◆ **Stored data**:
PR #1282, opened 2022-07-20
1881 import followup

rodoard:
f.GetCellFormula returns SI
Optimize f.GetTotalRows


rodoard:
whoops wrong repo sorry

Issue #1283, opened 2022-07-21
tabColor: support options other than RGB


thomascharbonnel:
**Description**

Related to #785. I've noticed the tab color feature only supports RGB (read and write) currently. Do you think it would be okay to add support for the other types of tab colors (eg. "theme", "indexed")? I should be able to pick up this task (and the other one we discussed earlier) in the coming few weeks.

◆ **Try it**: Transcribe the material above. Change nothing in it.

◆ **Exercise output**:
PR #1282, opened 2022-07-20
1881 import followup

rodoard:
f.GetCellFormula returns SI
Optimize f.GetTotalRows


rodoard:
whoops wrong repo sorry

Issue #1283, opened 2022-07-21
tabColor: support options other than RGB


thomascharbonnel:
**Description**

Related to #785. I've noticed the tab color feature only supports RGB (read and write) currently. Do you think it would be okay to add support for the other types of tab colors (eg. "theme", "indexed")? I should be able to pick up this task (and the other one we discussed earlier) in the coming few weeks.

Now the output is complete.